And yet we place said amps constantly next to HUGE ass magnets to push the sound...EXCELSIOR!!!!!!

This is the secret to excellent tone MORE MAGNETS!!!!!

Calms down.



sevenstringj said:


> Yep, that's exactly what I did in my old rack. Though I opted for 2 fans, and they came with normal plugs so I was able to plug them into the power conditioner directly. Partsexpress FTW.



Which fans did you order from partsexpress that cam with the AC plugs?


----------



## Regor (Mar 16, 2009)

maat said:


> This is the secret to excellent tone MORE MAGNETS!!!!!



C'mon now... everybody knows its a well known fact that blinky lights = tone. And since his fans have lights, it is _that_ which is adding to his tone


----------



## 7 Dying Trees (Mar 16, 2009)

this thread gets ressurected every so often, maybe it should go into the howto section.

My fans still work too, and still look more funky than a disco pimp in the70's


----------



## sevenstringj (Mar 16, 2009)

Oh shit, didn't realize how old this thread was! But anyway...

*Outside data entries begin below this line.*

PR #990, opened 2023-03-18
Verify the client version first in PredictionEngineNormal

MachineBreaker:
Cheap check firstly


MachineBreaker:
Going to do a single PR with multiple opts to the engine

Parts Express: Middle Atlantic FAN 4-1/2" Fan 105 cfm 115 VAC

That's the one. Though I don't remember them costing 40 bucks!  Damn inflation. It was about 8 years ago I got them.


----------



## maat (Mar 17, 2009)

Oar-SOME! unfortunately, my wallet just got kicked in the nads from simply reading that price...



Regor said:


> C'mon now... everybody knows its a well known fact that blinky lights = tone. And since his fans have lights, it is _that_ which is adding to his tone


You kidding me?!?!? I'm mounting a gawddamn lighthouse. TODAY!


----------



## Stitch (Mar 17, 2009)

Distortion said:


> Doesn't having fans near the amp create a magnetic field that can and probably will interfere with noise sensitive devices.. such as tubes.. ?
> 
> Just a thought  Really clever and cool idea



Its not the magnets, its the EM noise produced when the motors spin and the commutator swaps polarity. Because these fans are brushless, you don't get that periodic burst of noise, hence; almost completely electrically silent...


----------



## Stealthdjentstic (Mar 17, 2009)

Thats smart.


----------



## maat (Jun 6, 2009)

Taken from

A Monk's Musical Musings: April 2007

*Friday, April 06, 2007*

* Proper Rack Setup *

One of the nice things about being in the music business for thirty years is that you have experienced and worked through almost _everything:_ I've been a roadie, I've worked as a Synclavier programmer, and I've worked as an asistant engineer in some of the most famous recording studios in the world... plus, I've owned just a ton of guitar rack gear.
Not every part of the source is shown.